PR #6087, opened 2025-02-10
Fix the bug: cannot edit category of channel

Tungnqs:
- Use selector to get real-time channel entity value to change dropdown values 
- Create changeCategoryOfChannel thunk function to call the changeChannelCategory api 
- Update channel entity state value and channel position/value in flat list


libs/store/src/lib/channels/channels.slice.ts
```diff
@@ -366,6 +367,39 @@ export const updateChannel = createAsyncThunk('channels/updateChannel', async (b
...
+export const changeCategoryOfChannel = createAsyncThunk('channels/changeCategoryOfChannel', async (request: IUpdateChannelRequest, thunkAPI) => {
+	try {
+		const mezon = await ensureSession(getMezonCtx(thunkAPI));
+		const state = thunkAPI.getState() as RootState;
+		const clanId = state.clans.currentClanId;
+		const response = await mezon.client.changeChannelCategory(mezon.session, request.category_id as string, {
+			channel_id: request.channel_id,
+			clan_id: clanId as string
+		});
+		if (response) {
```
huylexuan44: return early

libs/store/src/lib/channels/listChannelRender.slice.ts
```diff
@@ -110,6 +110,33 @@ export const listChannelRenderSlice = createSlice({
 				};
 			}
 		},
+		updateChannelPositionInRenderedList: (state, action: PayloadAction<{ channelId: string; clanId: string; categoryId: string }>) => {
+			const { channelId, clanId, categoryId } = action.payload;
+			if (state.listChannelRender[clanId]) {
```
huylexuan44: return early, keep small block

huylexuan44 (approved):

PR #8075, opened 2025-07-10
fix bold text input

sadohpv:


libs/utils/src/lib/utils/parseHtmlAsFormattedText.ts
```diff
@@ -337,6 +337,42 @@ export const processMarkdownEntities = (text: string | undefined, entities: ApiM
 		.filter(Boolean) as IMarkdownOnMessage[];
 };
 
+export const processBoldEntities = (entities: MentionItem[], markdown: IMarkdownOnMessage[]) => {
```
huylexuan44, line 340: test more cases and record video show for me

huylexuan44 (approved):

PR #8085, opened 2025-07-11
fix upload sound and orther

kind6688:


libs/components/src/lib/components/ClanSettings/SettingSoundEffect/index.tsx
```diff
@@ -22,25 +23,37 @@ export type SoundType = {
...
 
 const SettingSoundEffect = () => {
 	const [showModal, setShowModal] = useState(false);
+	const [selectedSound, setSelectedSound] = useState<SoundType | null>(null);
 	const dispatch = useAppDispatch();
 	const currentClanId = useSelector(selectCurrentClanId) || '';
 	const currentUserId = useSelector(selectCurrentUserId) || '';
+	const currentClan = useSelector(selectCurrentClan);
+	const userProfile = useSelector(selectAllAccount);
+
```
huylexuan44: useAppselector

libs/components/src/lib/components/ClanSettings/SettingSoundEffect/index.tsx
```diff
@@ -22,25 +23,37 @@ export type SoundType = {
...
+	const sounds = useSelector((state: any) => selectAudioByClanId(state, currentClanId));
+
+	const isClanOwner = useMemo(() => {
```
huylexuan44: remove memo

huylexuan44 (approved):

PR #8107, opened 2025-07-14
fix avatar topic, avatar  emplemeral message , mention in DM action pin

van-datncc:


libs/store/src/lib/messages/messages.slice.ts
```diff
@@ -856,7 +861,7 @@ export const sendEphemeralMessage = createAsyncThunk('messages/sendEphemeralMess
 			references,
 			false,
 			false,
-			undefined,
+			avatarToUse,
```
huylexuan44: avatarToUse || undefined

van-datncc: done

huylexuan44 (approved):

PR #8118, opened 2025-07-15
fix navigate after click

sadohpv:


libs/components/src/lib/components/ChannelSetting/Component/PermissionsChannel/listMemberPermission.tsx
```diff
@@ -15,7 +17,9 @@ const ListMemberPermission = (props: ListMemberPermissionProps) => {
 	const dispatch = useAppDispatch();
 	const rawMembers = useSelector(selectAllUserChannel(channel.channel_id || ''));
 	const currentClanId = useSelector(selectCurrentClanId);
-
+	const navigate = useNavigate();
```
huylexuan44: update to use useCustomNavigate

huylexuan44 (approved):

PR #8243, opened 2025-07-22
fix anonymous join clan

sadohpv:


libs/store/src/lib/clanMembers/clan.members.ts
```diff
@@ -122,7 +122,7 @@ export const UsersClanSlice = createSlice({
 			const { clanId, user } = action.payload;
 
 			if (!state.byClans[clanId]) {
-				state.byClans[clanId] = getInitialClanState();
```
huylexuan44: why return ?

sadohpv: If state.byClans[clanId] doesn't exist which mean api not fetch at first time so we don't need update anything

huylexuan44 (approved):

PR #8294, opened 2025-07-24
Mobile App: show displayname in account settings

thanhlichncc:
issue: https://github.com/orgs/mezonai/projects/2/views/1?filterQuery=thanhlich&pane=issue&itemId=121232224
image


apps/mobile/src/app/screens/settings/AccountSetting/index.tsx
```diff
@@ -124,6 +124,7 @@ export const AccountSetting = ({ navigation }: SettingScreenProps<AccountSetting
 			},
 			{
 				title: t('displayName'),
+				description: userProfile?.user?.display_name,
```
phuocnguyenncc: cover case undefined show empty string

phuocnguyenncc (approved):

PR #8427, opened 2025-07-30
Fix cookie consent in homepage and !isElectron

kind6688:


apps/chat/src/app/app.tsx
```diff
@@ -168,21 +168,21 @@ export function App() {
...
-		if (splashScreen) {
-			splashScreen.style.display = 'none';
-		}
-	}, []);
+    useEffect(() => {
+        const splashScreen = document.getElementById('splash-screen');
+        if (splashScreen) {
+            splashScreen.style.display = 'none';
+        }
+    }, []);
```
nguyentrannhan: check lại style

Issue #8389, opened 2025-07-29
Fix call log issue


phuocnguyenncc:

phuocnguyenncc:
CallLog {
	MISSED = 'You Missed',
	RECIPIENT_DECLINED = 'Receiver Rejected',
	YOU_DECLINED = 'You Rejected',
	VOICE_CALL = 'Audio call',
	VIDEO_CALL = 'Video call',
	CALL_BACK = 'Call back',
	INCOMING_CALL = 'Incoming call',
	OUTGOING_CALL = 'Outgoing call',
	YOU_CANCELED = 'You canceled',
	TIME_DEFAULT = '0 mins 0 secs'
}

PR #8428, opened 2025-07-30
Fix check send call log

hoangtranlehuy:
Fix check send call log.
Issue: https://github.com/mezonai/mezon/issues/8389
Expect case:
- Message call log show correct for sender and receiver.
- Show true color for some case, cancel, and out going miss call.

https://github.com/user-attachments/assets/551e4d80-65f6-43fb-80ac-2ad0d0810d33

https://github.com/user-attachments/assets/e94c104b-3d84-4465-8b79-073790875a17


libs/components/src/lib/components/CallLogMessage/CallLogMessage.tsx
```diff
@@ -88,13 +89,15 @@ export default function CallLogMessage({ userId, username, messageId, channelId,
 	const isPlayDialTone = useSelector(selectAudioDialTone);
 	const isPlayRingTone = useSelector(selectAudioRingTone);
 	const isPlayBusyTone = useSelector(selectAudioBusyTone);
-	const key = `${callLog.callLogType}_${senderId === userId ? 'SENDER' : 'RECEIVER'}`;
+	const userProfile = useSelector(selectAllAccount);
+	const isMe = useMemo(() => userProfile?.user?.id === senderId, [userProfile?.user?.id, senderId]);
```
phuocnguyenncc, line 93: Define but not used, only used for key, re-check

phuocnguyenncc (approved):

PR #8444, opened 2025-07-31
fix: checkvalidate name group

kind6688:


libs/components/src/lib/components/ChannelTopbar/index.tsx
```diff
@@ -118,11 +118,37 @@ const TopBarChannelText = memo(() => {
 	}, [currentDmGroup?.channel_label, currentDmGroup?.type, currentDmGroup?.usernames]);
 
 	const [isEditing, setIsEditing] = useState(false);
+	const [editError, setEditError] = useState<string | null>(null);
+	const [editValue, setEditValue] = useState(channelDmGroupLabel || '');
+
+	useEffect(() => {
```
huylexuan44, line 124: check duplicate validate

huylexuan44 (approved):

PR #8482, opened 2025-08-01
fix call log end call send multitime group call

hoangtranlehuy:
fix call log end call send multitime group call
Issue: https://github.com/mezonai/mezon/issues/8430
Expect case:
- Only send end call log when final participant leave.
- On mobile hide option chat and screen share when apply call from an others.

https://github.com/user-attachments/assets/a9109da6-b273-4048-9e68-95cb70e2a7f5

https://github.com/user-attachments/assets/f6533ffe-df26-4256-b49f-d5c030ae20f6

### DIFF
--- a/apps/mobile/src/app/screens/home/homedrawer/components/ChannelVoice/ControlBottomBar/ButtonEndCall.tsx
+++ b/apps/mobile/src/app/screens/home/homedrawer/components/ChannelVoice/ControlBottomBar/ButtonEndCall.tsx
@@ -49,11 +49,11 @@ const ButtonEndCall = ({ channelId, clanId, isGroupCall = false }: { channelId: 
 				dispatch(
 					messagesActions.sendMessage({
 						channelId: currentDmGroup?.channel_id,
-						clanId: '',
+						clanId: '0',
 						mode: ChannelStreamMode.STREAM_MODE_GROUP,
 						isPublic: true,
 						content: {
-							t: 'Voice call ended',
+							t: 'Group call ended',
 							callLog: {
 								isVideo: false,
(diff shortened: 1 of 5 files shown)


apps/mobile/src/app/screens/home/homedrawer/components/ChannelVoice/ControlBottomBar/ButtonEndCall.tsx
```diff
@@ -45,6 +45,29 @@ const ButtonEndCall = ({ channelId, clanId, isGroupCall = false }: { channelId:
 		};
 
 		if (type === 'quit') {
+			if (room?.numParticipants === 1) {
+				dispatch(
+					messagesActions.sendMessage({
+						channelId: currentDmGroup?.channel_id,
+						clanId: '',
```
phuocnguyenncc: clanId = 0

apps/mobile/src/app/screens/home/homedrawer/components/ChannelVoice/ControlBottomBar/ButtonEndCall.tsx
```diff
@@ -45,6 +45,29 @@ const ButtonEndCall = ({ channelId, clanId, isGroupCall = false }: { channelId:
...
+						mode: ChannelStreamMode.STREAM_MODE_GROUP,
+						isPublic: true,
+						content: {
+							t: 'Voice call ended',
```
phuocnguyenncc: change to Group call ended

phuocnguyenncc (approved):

::::

* What you are asked to do: State how many lines of the entries contain the word "mezonai". Nothing besides the number belongs in the reply.

* Response area: 3